Outside of work, a high nPow score is associated with both positive and negative outcomes, with the result often depending on whether an individual also reports a strong sense of responsibility. When combined with a low score on a measure of responsibility, a high nPow score predicts higher rates of externalizing self-destructive behavior, such as binge-drinking and physical aggression. Men with this combination of personality traits are more likely to divorce, separate, or physically abuse their spouses. However, this association disappears for individuals with average or high responsibility scores, who are disproportionately likely to report positive outcomes like taking on social leadership roles.

====For society====
As with individual outcomes, whether a high need for power results in positive or negative outcomes is influenced by the individual's other traits, particularly responsibility and empathy. An argumentative group member may prevent groupthink, or they may intimidate other group members and refuse to make reasonable compromises; a hard-charging manager may motivate and focus their team, or they may bully and manipulate their subordinates. Even dangerous behaviors, like impulsive risk-taking, can be beneficial in moderation: successful stock traders and entrepreneurs often have a high propensity for risk.

===Gender===

On average, men report a higher need for power than women, which may be due to biological factors, social factors, or an interaction between them. Gender also influences how the need for power is outwardly expressed: men are more likely to express anger directly, use physical violence to establish control, or engage in risky or impulsive behavior, while women are more likely to employ relational aggression or suppress their hostility. When the needs for socialized and personal power are measured separately, women managers express a greater desire for socialized power than their male counterparts, but an equal desire for personal power. Men, but not women, reported greater job satisfaction if they had a high need for socialized power.

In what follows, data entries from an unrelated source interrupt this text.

PR #549, opened 2017-01-26
Started Dockerfile for building maxwell

r4j4h:
Hey there,

We love the work you have done with maxwell but fretted at the Dockerfile downloading a pre-built binary elsewhere and wanted to see the source build.

I wanted to add some documentation as well but don't want to waste time if you are against this sort of approach, as there's room for improvement:

As it is, this does the work of the normal Dockerfile by default. I like that yours avoids making us take the whole JDK when we only need the JRE at that point. It'd be nice if there was a step that extracted the built artifacts, etc.

You obviously already have a build step for releasing that concerns itself with most of that, but it is opaque as far as I could see so I wanted to ease development to encourage more contributors.

I am thinking that potential docs would describe testing changes out before submitting MRs by trying to build the Dockerfile, or at least providing an environment to cleanly build, without requiring dependencies on their host machine.

```
$> docker build -f Dockerfile.build -t maxwell-local .
$> docker run --rm -ti maxwell-local
$> docker run --rm -ti maxwell-local bin/maxwell --user=foo --password=bar...
```

The image uses `/workspace` as working directory for code when building.
After building it defaults to `/workspace/target/maxwell-<version>/` so it functions similar to the normal.

This means though unfortunately for iterative development `-w /workspace` is needed:

```
$> docker run --rm -ti -v /local/cloned/codebase/:/workspace/ -w /workspace maxwell-test make test
```

(They'd also need to link any mysql containers themselves etc but I'll leave that as an exercise for the user)

Let me know what you think, or feel free to close this if you don't feel it fits in. :)


osheroff:
docker is a, at least at the moment, a fairly secondary concern for my workflow, so I really haven't put much time into it, other than releasing the artifacts when I get the time.  Any improvements welcome, at this point I usually make a release and then totally forget to release the "official" image. 

I'm fine with the approach of just requiring openjdk and doing a `make package` as part of the docker build, esp since that fits into more docker-centric workflows.  Go ahead and have this PR modify the main `Dockerfile`, and I'll accept it.  If you want to uninstall the JDK at the end and leave the JRE, that's fine, if not, fine too.  

re: documentation, I've got a branch somewhere that changes README.md to have more developer-centric docs on github, leaving the rest of it for maxwells-daemon.io.  That'd be the time & place to note different docker setups etc.

r4j4h:
I did as you mentioned, except I did not uninstall the JDK at the end. After looking at the differences between the upstream JDK/JRE there were more differences than I expected and they pulled FROM different upstream images, so for fear I would be polluting the image layers with BOTH, I punted on that for a future MR. :)

Thanks for being so receptive and helping get this through!

Sounds great about the docs, and totally agree that'd be the better time to mention that stuff.

r4j4h:
Awww apparently I broke a build!

It may just be a timeout issue though:

https://travis-ci.org/zendesk/maxwell/jobs/195725655#L265

osheroff:
with this change there is no chance you've broken the build :)  tested locally, works.  👍

PR #550, opened 2017-01-26
add a fix for table-id re-use

osheroff:
if maxwell survives a server restart, or the table_id wraps (unlikely), or is itself down at the time of server-restart, we may get duplicate entries for a particular table_id and totally fail hilariously.  See
https://github.com/zendesk/maxwell/issue

@zendesk/rules cc @nmaquet


osheroff:
master recovery is assumed to happen in a fresh process.  yes, binlog files always rotate on server bounce.

PR #559, opened 2017-02-08
Make Maxwell compatible with MariaDB MaxScale

adaszko:
There are 2 logical changes in the PR, each in its own commit:

 * Add separate, dedicated connection for retrieving database schema during Maxwell startup

This is required when `replication_host` option is set to MaxScale.  MaxScale does not keep a copy of database schema.  The commit introduces a new `schema_{host,port,user,password}` options that are to be configured with a location of a MySQL/MariaDB's node holding the schema.

 * Change default heartbeat interval from 0.5s to 1s

MaxScale is not capable of handling sub-second heartbeat intervals and requesting one, results (due to integer truncation) in heartbeat interval set to 0, which disables heartbeats altogether.

### DIFF
--- a/src/main/java/com/zendesk/maxwell/Maxwell.java
+++ b/src/main/java/com/zendesk/maxwell/Maxwell.java
@@ -89,6 +89,7 @@ public class Maxwell implements Runnable {
 				MysqlSchemaStore oldServerSchemaStore = new MysqlSchemaStore(
 					context.getMaxwellConnectionPool(),
 					context.getReplicationConnectionPool(),
+					context.getSchemaConnectionPool(),
 					recoveryInfo.serverID,
 					recoveryInfo.position,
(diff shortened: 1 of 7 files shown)


adaszko:
Hi, do these look acceptable for mainline Maxwell?  The relevant changes on the MaxScale end have just been merged it looks like they will land in the next release.

osheroff:
sorry for the lag, I've been travelling.  will pull off some time to review soon.

adaszko:
Cool, thanks 🙂

osheroff:
needs a test or two to exercise the case where the schema-server is different than the replication server.  Otherwise looks good to merge.

adaszko:
Rebased and added a test case.

osheroff:
looks like test failures were unrelated, kicked the build.

osheroff:
(:+1)

PR #560, opened 2017-02-10
add RowMap getters for `data` and `oldData` maps

abacaphiliac:
add getters for `data` and `oldData` maps. this increases usability of the data model in Java consumer apps. returned maps are copies, protecting the source maps from manipulations on the fetched maps.

### DIFF
--- a/src/main/java/com/zendesk/maxwell/row/RowMap.java
+++ b/src/main/java/com/zendesk/maxwell/row/RowMap.java
@@ -377,4 +377,14 @@ public class RowMap implements Serializable {
 	public boolean shouldOutput(MaxwellOutputConfig outputConfig) {
 		return true;
 	}
+
+	public LinkedHashMap<String, Object> getData()
+	{
+		return new LinkedHashMap<>(data);
+	}
+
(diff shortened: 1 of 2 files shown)


osheroff:
cool 👍.  are you using maxwell as a jar?  mind if I ask what for?

abacaphiliac:
@osheroff bingo. i've got a kafka consumer written in java, and i thought i'd use your data model rather than straight-up copy yours or resort to using JSONObject. now that i think of it, i've got a JsonToRowMap factory method too. i'll port it (as an overloaded constructor?) and the tests into this lib and present you with a merge request for that piece too : )

osheroff:
yeah I've definitely rewritten `RowMap` about 3 times now.  `maxwell.jar` will have quite a few extra deps, but hey, if you're ok picking those up, go for it.

abacaphiliac:
hasn't been a problem yet, but yeah a little heavy for just a data model. have you given any thought to splitting the data model (and maybe the transformers) into a separate jar? would be cleaner for consumers.

PR #561, opened 2017-02-10
add RowMap constructor that accepts JSON.

abacaphiliac:
adds a RowMap constructor that accepts JSONObject. constructor params, xid, data, and old data are set into the model.

i couldn't come up with a sane default for BinlogPosition, so i left it null and i feel awful about that. any suggestions?

i'm also not too keen on the added dependency, but JSONObject is what i was working with in my consumer app. i'd be happy to take a crack at using Jackson's object-mapper but i think i need to learn about mix-ins with their creator feature if i want to avoid adding annotations to the model. again, up for suggestions : )

~~i chose to use a version range for the JSONObject dependency in case you were ok with that addition. the src and tests work with the earliest and latest stable versions of the dependency so i thought there was no reason to be forceful.~~

the integration tests read JSON from a file because i ran into a little issue with JSONObject where null was wrapped in an object.

### DIFF
--- a/pom.xml
+++ b/pom.xml
@@ -122,6 +122,11 @@
       <artifactId>lz4</artifactId>
       <version>1.3.0</version>
     </dependency>
+    <dependency>
+      <groupId>org.json</groupId>
+      <artifactId>json</artifactId>
+      <version>20160810</version>
+    </dependency>
   </dependencies>
 
   <build>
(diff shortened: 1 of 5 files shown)


abacaphiliac:
i hang my head in shame. had to remove the dependency range because it broke the build. makes me like the added dependency even less. please tell me i need to figure this out with Jackson instead : P

abacaphiliac:
closing in favor of #562

PR #562, opened 2017-02-10
add Jackson deserializer to convert JSON string to RowMap data model.

abacaphiliac:
direct competitor of https://github.com/zendesk/maxwell/pull/561

this solution uses existing dependencies to perform the transformation.

### DIFF
--- a/src/main/java/com/zendesk/maxwell/row/RowMapDeserializer.java
+++ b/src/main/java/com/zendesk/maxwell/row/RowMapDeserializer.java
@@ -1,0 +1,139 @@
+package com.zendesk.maxwell.row;
+
+import com.fasterxml.jackson.core.JsonParser;
+import com.fasterxml.jackson.databind.DeserializationContext;
+import com.fasterxml.jackson.databind.JsonNode;
+import com.fasterxml.jackson.databind.ObjectMapper;
+import com.fasterxml.jackson.databind.deser.std.StdDeserializer;
+import com.fasterxml.jackson.databind.module.SimpleModule;
+import com.fasterxml.jackson.databind.node.ObjectNode;
+import com.fasterxml.jackson.databind.node.ValueNode;
+import com.zendesk.maxwell.errors.ParseException;
+
+import java.io.IOException;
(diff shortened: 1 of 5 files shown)


osheroff:
tabs instead of spaces please.

src/main/java/com/zendesk/maxwell/row/RowMapDeserializer.java
```diff
@@ -0,0 +1,120 @@
...
+    JsonNode ts = node.get("ts");
+    JsonNode xid = node.get("xid");
+    JsonNode data = node.get("data");
+    JsonNode oldData = node.get("old");
+
+    RowMap rowMap = new RowMap(
+        type == null ? null : type.asText(),
+        database == null ? null : database.asText(),
+        table == null ? null : table.asText(),
+        ts == null ? null : ts.asLong(),
```
osheroff: these 4 fields should always be there in the JSON.  Rather than passing null and having unexpected things happen down the road, better to throw some kind of parse-exception if they don't exist.

src/main/java/com/zendesk/maxwell/row/RowMapDeserializer.java
```diff
@@ -0,0 +1,120 @@
...
+        new ArrayList<String>(),
+        null
+    );
+
+    if (xid != null) {
+      rowMap.setXid(xid.asLong());
+    }
+
+    if (data instanceof ObjectNode) {
```
osheroff: parse error here too in an else

osheroff:
other than minor comments  looks good

abacaphiliac:
thanks for the feedback, @osheroff . i will correct all of these things.

abacaphiliac:
@osheroff fixed.

osheroff:
cool 👍

abacaphiliac:
thanks for the merge. know when the new tag will show up in maven central?
https://mvnrepository.com/artifact/com.zendesk/maxwell

osheroff:
oh, right, need to make maven deploy part of my deploy process.  will push.

PR #563, opened 2017-02-11
implement backpressure support for bootstraping (all async producers)

nddeluca:
This is an alternative to the backpressure implementation in #548.

I'm using Maxwell with Kinesis and bootstrapping will push records to KPL faster than it can send them to AWS, resulting in memory consumption issues, slowdown of KPL, the the bootstrap utility giving inaccurate estimates since the synchronous bootstraper reports the rows as inserted before the callbacks complete.

Kinesis only allows 1MB/s per shard ingest and the streaming query during bootstrapping can pull data from mysql at a much faster rate which fills KPL's buffer very quickly.  Kafka most likely can match the throughput of the mysql data link, so I'm guessing that's why something like this PR hasn't been needed yet.  I haven't done any testing with Kafka though, so I'm uncertain the affects this PR will have there (if any).

This PR modifies the `InflightMessageList` to keep track of TXCommit and NonTXCommit (the bootstrap records) separately, and enforces a limit on the number of NonTXCommit messages using lock conditions.  ~~Also, RowMap now has a UUID generated I use for hash keys since bootstrap records don't have binlog positions.~~  I don't think changing the hash key for TXCommits affects behavior.

Edit: I now use an atomicinteger value for the rowid to avoid the overhead of uuid generate and size of the string.  The atomicinteger should be fine since we will never have more than `Integer.MAX_VALUE` rows inflight at one time and it will roll over once it reaches the max value.  Could also use AtomicLong here if we want the rowId's to be unique for a longer period of time.

I avoided using the `kinesisProducer.getOutstandingRecordCount()` because it's producer specific and it's getting the size of a concurrentHashMap underneath which feels like something that shouldn't be called every message (see http://stackoverflow.com/questions/10754675/concurrent-hashmap-size-method-complexity).

TXCommit and NonTXCommit messages have their own locks and do not contend with each other, and I decided to not implement back pressure for TXCommit messages, though it's an easy addition from here . Maybe should be added to improve robustness of maxwell generally?  I figured for normal usage when not bootstraping, the number of kinesis shards should be scaled so it's not as much of an issue.  Also, the current setup should give TXCommit some priority over a bootstrap flood since it will still allow TXCommit messages to pass through on the bootstrap replication thread when we block NonTXCommit's on the async bootstrap thread.

I chose a limit of 10000 inflight messages in order to make sure KPL has enough messages to aggregate properly, though the ideal number may be based off the average record size and number of shards.   Maybe `numberOfInflightMessage = (numberOfShards * 1000000 / averageMessageSizeInBytes)` which would allow KPL to have around 1 second worth of messages in memory to figure out its aggregation stuff.  Maybe be worth exposing as a configuration option?

Thanks for this awesome library and wanted to get this here in front of eyes.  I still need to update/add more unit tests for my additions.

### DIFF
--- a/src/main/java/com/zendesk/maxwell/row/RowMap.java
+++ b/src/main/java/com/zendesk/maxwell/row/RowMap.java
@@ -23,6 +23,7 @@ public class RowMap implements Serializable {
 
 	static final Logger LOGGER = LoggerFactory.getLogger(RowMap.class);
 
+	private final String uuid;
 	private final String rowType;
 	private final String database;
 	private final String table;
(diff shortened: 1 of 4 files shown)


src/main/java/com/zendesk/maxwell/row/RowMap.java
```diff
@@ -38,36 +39,39 @@
...
-			};
+				g.setRootValueSeparator(null);
+				return g;
+			}
+		};
 
 	public RowMap(String type, String database, String table, Long timestamp, List<String> pkColumns,
 			BinlogPosition nextPosition) {
+		rowIdCounter.compareAndSet(Integer.MAX_VALUE, 1);
+		this.rowId = rowIdCounter.getAndIncrement();
```
nddeluca: Hmm I'm not sure that this method to prevent negative overflow is thread safe.. think I'll make a AtomicRowId class and move the logic for a atomic positive integer there.

osheroff:
cool, backpressure is nice, but I'm wondering if we can make the code-shape a little better.  What about implementing or stealing a `BoundedLinkedHashMap` implementation which is a fixed-size LinkedHashMap where it blocks when you try to fill it up?

nddeluca:
Good suggestion, I'll work on extracting that out and cleaning things up.

alejobs:
Hi @nddeluca,

Could you review this? If not, I may try doing it.

Thanks.

alejobs:
Hi @nddeluca, @osheroff,

It seems this feature was already solved when adding a backpressure mechanism on InflightList: https://github.com/zendesk/maxwell/pull/745

Can we close this?

Thanks.

nddeluca:
@alejobs Thanks for reminding me about this PR.  This PR implements back pressure support for bootstrapping or messages without a binlog position (non TX messages), while #745 implements backpressure support for binlog/TX messages only.

My use case required back pressure support only for boostraping since maxwell could stream records from mysql much faster than kinesis could accept them (and I didn't want to increase the shard count for bootstraping).

It looks like I could still refactor this PR with @osheroff's feedback and put up another PR? It looks like we could also add a configurable capacity, since I found 1000 (the current limit in the other PR) to be too small for the kinesis producer to give the best performance.  Thoughts?

PR #567, opened 2017-02-13
Drastically improved start up speed

JeroenMinnaert:
At my company, we have a pretty unique use case in which we have about 7000 MySQL databases with each the same 100 tables with on average about 20 columns per table.

The current implementation (maxwell:1.7.2) goes of of memory in a number of ways in this scenario:
- When capturing that data, ResultSet objects are kept open while looping over them. I implemented the capture in such a way that the ResultSets are closed as soon as possible. You can very clearly see that in my code, I try to get the data out as soon as possible before doing any other processing or executing any other queries.  
- Not all PreparedStatements are cached on class level. I improved the capture code by caching all the statements on class level, so both MySQL and Maxwell use less memory and processing.

The current implementation (maxwell:1.7.2) also crashes when trying to store the schema takes too long (more than 30 seconds). I implemented a check that validates if the connection is still valid before trying to store the schema to the maxwell database.

I also improved the full schema restore by using one big query instead of a lot of separate ones. The maxwell tables are well indexed so doing a big inner join takes a lot less time than doing a query per column per table per database. 

I also added more logging to make this slow process more visible to the end user.

With this PR, the initial capture went from not completing or going OOM after 12h to complete after less than an hour. This PR also improves schema restore speeds from about an hour to two minutes. Also memory usage went from > 8GB (after which it crashed) to a stable 4GB. 

Let me know what you think! :)


osheroff:
great work, thanks.

first; tabs instead of spaces, please.  I'm not sure why no damn java editor in the world seems to be able to autodetect the formatting of the file, but maxwell uses tabs.

after that, it looks like your PR has failed out the test suite, so that needs to be fixed (or the actual bugs!).  

after tests pass and whitespace is cleaned I can look deeper.

thanks again for the PR!

JeroenMinnaert:
@osheroff I added an [.editorconfig](http://editorconfig.org/) so tabs will be enforced in multiple editors.

I was trying to run your tests locally but I'm unsuccessful at it. I first build the docker image and run the tests from in there. I keep getting `com.mysql.jdbc.exceptions.jdbc4.CommunicationsException: Communications link failure`. Any idea how to solve this? I really wanna fix my tests

osheroff:
hmmm, there may be unresolved dependencies for running the tests from a docker image; the tests use a script (`onetimeserver`) that downloads and bootstraps a mysql DB.  What (native) platform are you on?

osheroff:
what's the failure you get locally?

JeroenMinnaert:
@osheroff I'm running my Docker on an Ubuntu 16 VM on Mac OSX. Can you take

JeroenMinnaert:
To give you more details, runnning:
`src/test/onetimeserver --mysql-version=5.6 --log-slave-updates --log-bin=master --binlog_format=row --innodb_flush_log_at_trx_commit=0 --server_id=4321 --character-set-server=utf8 --sync_binlog=0 --default-time-zone=+00:00 --verbose`

does not start up a new process in Docker...

JeroenMinnaert:
OK, I'm getting somewhere (I added -debug):

src/test/onetimeserver --mysql-version=5.6 --log-slave-updates --log-bin=master --binlog_format=row --innodb_flush_log_at_trx_commit=0 --server_id=4321 --character-set-server=utf8 --sync_binlog=0 --default-time-zone=+00:00 --verbose -debug
2017/02/17 18:48:52 booting mysql server (version 5.6.26)
[mysqld] 2017-02-17 18:48:53 0 [Warning] TIMESTAMP with implicit DEFAULT value is deprecated. Please use --explicit_defaults_for_timestamp server option (see documentation for more details).
[mysqld] 2017-02-17 18:48:53 0 [Note] /root/.onetimeserver/bin/mysql/5.6.26/bin/mysqld (mysqld 5.6.26-log) starting as process 979 ...
[mysqld] 2017-02-17 18:48:53 979 [Warning] Using pre 5.5 semantics to load error messages from /root/.onetimeserver/bin/mysql/5.6.26/share/english/.
[mysqld] 2017-02-17 18:48:53 979 [Warning] If this is not intended, refer to the documentation for valid usage of --lc-messages-dir and --language parameters.
[mysqld] 2017-02-17 18:48:53 979 [ERROR] Fatal error: Please read "Security" section of the manual to find out how to run mysqld as root!
[mysqld]
[mysqld] 2017-02-17 18:48:53 979 [ERROR] Aborting
[mysqld]
[mysqld] 2017-02-17 18:48:53 979 [Note] Binlog end
[mysqld] 2017-02-17 18:48:53 979 [Note] /root/.onetimeserver/bin/mysql/5.6.26/bin/mysqld: Shutdown complete
[mysqld]
{"extra_args":["--log-slave-updates","--log-bin=master","--binlog_format=row","--innodb_flush_log_at_trx_commit=0","--server_id=4321","--character-set-server=utf8","--sync_binlog=0","--default-time-zone=+00:00","--verbose","-debug"],"mysql_path":"/root/.onetimeserver/tmp/mysql214222201","output":"/tmp/onetimeserver.4ZKWMQ","parent_pid":1,"port":51297,"server_pid":979}

JeroenMinnaert:
@osheroff alrighty, all green!

JeroenMinnaert:
In order to solve the problem I had on Docker, I had to add "--user=root" as a parameter to `onetimeserver` in MysqlIsolatedServer. However, I'm assuming this will not work in Travis or in your own local env. Should we tackle this in this PR?

src/main/java/com/zendesk/maxwell/schema/MysqlSavedSchema.java
```diff
@@ -414,69 +418,111 @@ private void restoreSchemaMetadata(Connection conn, Long schemaID) throws SQLExc
...
+			int columnLengthInt = rs.getInt("columnLength");
+			String columnEnumValues = rs.getString("columnEnumValues");
+			String columnCharset = rs.getString("columnCharset");
+			String columnType = rs.getString("columnColtype");
+			int columnIsSigned = rs.getInt("columnIsSigned");
+
+			if (currentDatabase == null || !currentDatabase.getName().equals(dbName)) {
+				if (currentDatabase != null) {
+					long end = System.currentTimeMillis();
+					LOGGER.debug("Processed database " + dbName + " after " + (end - dbStart) + "ms");
```
osheroff: thinking the timing info is kinda not-important even for debugging purposes?  Maybe kill it?

src/main/java/com/zendesk/maxwell/schema/MysqlSavedSchema.java
```diff
@@ -414,69 +418,111 @@ private void restoreSchemaMetadata(Connection conn, Long schemaID) throws SQLExc
...
-		}
+					columnLength
+			);
+			currentTable.addColumn(c);
 
-		if ( pks != null ) {
-			List<String> pkList = Arrays.asList(StringUtils.split(pks, ','));
-			t.setPKList(pkList);
 		}
+		rs.close();
```
osheroff: don't we need to process whatever is left in `currentTable` and `currentDatabase` after the loop exits?  Am I reading the code wrong?

src/main/java/com/zendesk/maxwell/schema/SchemaCapturer.java
```diff
@@ -48,111 +78,145 @@ public Schema capture() throws SQLException {
...
+		int counter = 1;
+		for (Database db : databases) {
+			LOGGER.debug(counter + "/" + size + " Augmenting " + db.getName());
+			long start = System.currentTimeMillis();
+			captureDatabase(db);
+			long end = System.currentTimeMillis();
+			LOGGER.debug(counter + "/" + size + " Augmented " + db.getName() + " after " + (end - start) + "ms");
+			counter++;
+		}
+		LOGGER.debug("Databases Augmented!");
```
osheroff: here too, ditch the timing information, no one will use it.  at some point I'll finish metrics and it can go there

osheroff:
@JeroenMinnaert great!  minor feedback needed.

re: docker; let's find an environment variable and conditionally add `--user=root`

src/main/java/com/zendesk/maxwell/schema/MysqlSavedSchema.java
JeroenMinnaert: No, everything is processed in the while loop.

src/main/java/com/zendesk/maxwell/schema/SchemaCapturer.java
JeroenMinnaert: done! I changed the language a little to reflect better what is happening

src/main/java/com/zendesk/maxwell/schema/MysqlSavedSchema.java
JeroenMinnaert: Done, also here, I changed the language to reflect better what is happening

src/main/java/com/zendesk/maxwell/schema/MysqlSavedSchema.java
osheroff: oh, gotcha, the objects are added as they're seen and get filled out as the loop progresses.  ok.

src/test/java/com/zendesk/maxwell/MysqlIsolatedServer.java
```diff
@@ -32,6 +32,10 @@ public void boot(String xtraParams) throws IOException, SQLException, Interrupte
 		if ( xtraParams == null )
 			xtraParams = "";
 
+		// By default, MySQL doesn't run under root. However, in an environment like Docker, this is a reality.
+		// By checking the HOME env variable for "/root", we can identify whether we are the root user
+		boolean isRoot = System.getenv().get("HOME").equals("/root");
```
osheroff: hmmmm that's a bit shaky.  I guess it's just in the test env so ok, but could we not check for a DOCKER_ something env var?

JeroenMinnaert: I agree it's a little shaky. Another option is to do System.getProperty("user.name").equals("root") here. I added it just now.

I wouldn't add an env variable to Docker just for testing. I though about doing it first but then I felt stronger keeping the Docker image clean (as it's being used for production) and making sure the tests just run regardless of it's environment (there is no security issue here I guess). It also keeps the dependency on the root user local and visible to anyone editing that class.

osheroff:
very nice work.  👍

JeroenMinnaert:
Thanks!! :)

PR #970, opened 2018-05-11
improve performance of appendFractionalSeconds

osheroff:
this little change is worth a stunning performance increase in
maxwell-benchmark, from 46k rows/s to 56k rows/second.  I grant you
that this is a benchmark that calls this code about 20mm times, but...
still.

### DIFF
--- a/src/main/java/com/zendesk/maxwell/schema/columndef/ColumnDefWithLength.java
+++ b/src/main/java/com/zendesk/maxwell/schema/columndef/ColumnDefWithLength.java
@@ -1,10 +1,5 @@
 package com.zendesk.maxwell.schema.columndef;
 
-import java.sql.Time;
-import java.sql.Timestamp;
-import java.math.BigDecimal;
-import java.math.BigInteger;
-
 public abstract class ColumnDefWithLength extends ColumnDef {
 	protected Long columnLength;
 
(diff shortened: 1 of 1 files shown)


src/main/java/com/zendesk/maxwell/schema/columndef/ColumnDefWithLength.java
```diff
@@ -65,13 +52,15 @@ protected static String appendFractionalSeconds(String value, int nanos, Long co
...
 		StringBuilder result = threadLocalBuilder.get();
 		result.append(value);
 		result.append(".");
-		result.append(strFractional);
 
+		String asStr = String.valueOf(fractional);
+		for ( int i = 0 ; i < columnLength - asStr.length(); i++ )
+			result.append("0");
+
+		result.append(asStr);
```
liulikun: Looks good! Though a unit test will help to iron out some boundary issues.

liulikun:
Wow, that's amazing result.

src/main/java/com/zendesk/maxwell/schema/columndef/ColumnDefWithLength.java
osheroff: bunch of unit tests in `ColumnDefTest` already...

liulikun: 👍

PR #971, opened 2018-05-11
support predefined database name to partition mapping for kafka producer

liulikun:
When using the default kafka partitioner, the partition is computed as 
```
Math.abs(hashFunc.hashCode(databaseName) % numPartitions);
```
Which is hard to control which partition for the events from one database to land on. Using a property file we can define the partition for each database explicitly. 

/cc @osheroff @zendesk/goanna

### DIFF
--- a/maxwell-partitions.properties.example
+++ b/maxwell-partitions.properties.example
@@ -1,0 +1,4 @@
+#database name to partition mapping
+db1=1
+db2=2
+db3=3
--- a/src/main/java/com/zendesk/maxwell/MaxwellConfig.java
+++ b/src/main/java/com/zendesk/maxwell/MaxwellConfig.java
@@ -50,6 +50,8 @@ public class MaxwellConfig extends AbstractConfig {
 	public String kafkaPartitionKey;
 	public String kafkaPartitionColumns;
 	public String kafkaPartitionFallback;
+	public String kafkaPartitionConfigFile;
+	public Map<String, Integer> kafkaPartitionMap;
 	public String bootstrapperType;
 	public int bufferedProducerSize;
 
@@ -363,6 +365,7 @@ public class MaxwellConfig extends AbstractConfig {
 		this.kafkaPartitionKey  	= fetchOption("kafka_partition_by", options, properties, null);
 		this.kafkaPartitionColumns  = fetchOption("kafka_partition_columns", options, properties, null);
 		this.kafkaPartitionFallback = fetchOption("kafka_partition_by_fallback", options, properties, null);
+		this.kafkaPartitionConfigFile = fetchOption("kafka_partition_config_file", options, properties, null);
 
 		this.kafkaPartitionHash 	= fetchOption("kafka_partition_hash", options, properties, "default");
 		this.ddlKafkaTopic 		    = fetchOption("ddl_kafka_topic", options, properties, this.kafkaTopic);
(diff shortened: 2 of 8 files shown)


src/main/java/com/zendesk/maxwell/producer/partitioners/AbstractMaxwellKafkaPartitioner.java
```diff
@@ -0,0 +1,12 @@
...
+
+import com.zendesk.maxwell.row.RowMap;
+
+public abstract class AbstractMaxwellKafkaPartitioner extends AbstractMaxwellPartitioner {
+
+	public AbstractMaxwellKafkaPartitioner(String partitionKey, String csvPartitionColumns, String partitionKeyFallback) {
+		super(partitionKey, csvPartitionColumns, partitionKeyFallback);
+	}
+
+	public abstract int kafkaPartition(RowMap r, int numPartitions);
```
osheroff: this looks like maybe `AbstractMaxwellKafkaPartitioner` wants to be an interface rather than an abstract class

osheroff: or nothing whatsoever, it'd be fine to have the two kafka partitioners inherit directly from  `AbstractMaxwellPartitioner`

src/main/java/com/zendesk/maxwell/MaxwellConfig.java
```diff
@@ -517,6 +520,15 @@ private void setup(OptionSet options, Properties properties) {
...
 		}
+
+		if (this.kafkaPartitionConfigFile != null) {
+			kafkaPartitionMap = new HashMap<>();
+			Properties partitionProps = readPropertiesFile(this.kafkaPartitionConfigFile, true);
+
+			for (String databaseName: partitionProps.stringPropertyNames()) {
+				kafkaPartitionMap.put(databaseName, Integer.parseInt(partitionProps.getProperty(databaseName)));
+			}
+		}
```
osheroff: this code should be moved to `validate` -- `setup` is not called in embedded mode.

src/main/java/com/zendesk/maxwell/producer/partitioners/MaxwellKafkaDBNamePartitioner.java
```diff
@@ -0,0 +1,20 @@
...
+	private Map<String, Integer> kafkaPartitionMap;
+
+	public MaxwellKafkaDBNamePartitioner(Map<String, Integer> kafkaPartitionMap) {
+		super(null, null, null);
+		this.kafkaPartitionMap = kafkaPartitionMap;
+	}
+
+	@Override
+	public int kafkaPartition(RowMap r, int numPartitions) {
+		return kafkaPartitionMap.get(r.getDatabase());
```
osheroff: please account for the following cases:

- database doesn't exist in `kafkaPartitionMap`
- invalid partition number in `kafkaPartitionMap`

maxwell-partitions.properties.example
```diff
@@ -0,0 +1,4 @@
+#database name to partition mapping
+db1=1
```
osheroff: if we're going down this road, I'd suggest that we go ahead with a table mapping too.  I'd suggest:

```
# table `t1` in any database maps to partition 43
*.t1 = 43  
# all tables in `d1` database map to 34
d1.* = 34
# just d2.t2 
d2.t2 = 99
```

==Other parts of the theory==

===Need for achievement===

Murray defined need for achievement as the attempt to overcome obstacles. Need for achievement (nAch) was defined by McClelland as the motive to strive for success in particular situations in which his/her performance would be looked at against some type of standard. McClelland used the thematic apperception test in order to test this part of his theory. He would show people four pictures and ask people to write a story regarding these pictures. Based on his/her story, McClelland would be able to determine what type of achievement a person strived.

===Need for affiliation===

Murray believed need for affiliation was a trait that was very strong in most people, especially in stressful situations. Murray believed that when people were put into a stressful situation, people were more likely to feel less stress if another person was present. In McClelland's research, he found that people who had need for affiliation were often unpopular tried to avoid interpersonal conflicts because they have levels of anxiety about if others will accept them.